Closed shwang closed 3 years ago
@AdamGleave I think it will be easier to benchmark adamgleave/inverse_rl
if I convert the scripts/
into Sacred format. Does this sound about right?
I think this conversion should be pretty quick because for the most part I will just be copying Sacred code over from this repo.
edit: Also, would appreciate any thoughts on the general plan
I think the difference in reward obtained by RL algorithms varies a fair bit between some of the old and new versions of the environment. So I'd be concerned about making a direct comparison. If possible I'd suggest running adamgleave/inverse_rl
on the modern environments. If not possible then compare in terms of % of expert performance, not absolute numbers.

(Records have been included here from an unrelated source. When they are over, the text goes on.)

PR #354, opened 2024-10-22
feat: add some info about connected wifi

rubiin:
Adds some stats similar to waybar on wifi

image

Totally opt in
image


Jas-SinghFSU:
There are scenarios where the AGS network service returns:
1. Name as an empty string `""`
2. Strength as `-1` indicating the lack of a valid strength (think null)
3. Frequency as `-1` indicating the lack of a valid frequency

We should handle all these scenarios where if these values are captured, we display `--` instead. So if no wifi is connected:
```
Network: None
Signal Strength: --
Frequency: --
```
Or something similar. Essentially we should handle invalid values.

Jas-SinghFSU:
We still need to handle the above scenarios. In case that you're not connected to a Wifi, it will show a negative value for the signal and frequency. We can instead format it like this when invalid values are present:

I like the idea of a transfer learning test. I'd expect this to be quite fiddly to get working, though. I think the results in the paper required a fair bit of hyerparameter tuning, and tricks like early stopping. Still worth doing but don't assume there's anything wrong if you can't reproduce.
Adding Sacred support should be fairly easy. Nice if the config parameters can line up fairly closely, you might be able to use one bash script to run both sets of tests, just switch which Python script you're calling. I don't have an opinion on whether that'll be overall easier or not. Parsing the log output and getting that in a consistent format is probably going to be the harder part.
This issue looks stale, should we close?
To benchmark AIRL, I’m (planning on) comparing imitation performance of our new AIRL implementation on modern gym envs against the performance of the old AIRL implementation (on adamgleve/inverse_rl) on old+analogous gym envs.
I would like to compare the following envs (against their old+analogous equivalents):
In addition I’m planning on testing "self-transfer learning" performance of all the environments. This entails training AIRL on the expert demonstrations, and then using the reward learned from AIRL to train a new expert on the same environment, and finally evaluating the average return of the new expert.
Finally, I'm planning on testing transfer learning performance for the TwoDMaze and Ant environments (like in the AIRL paper).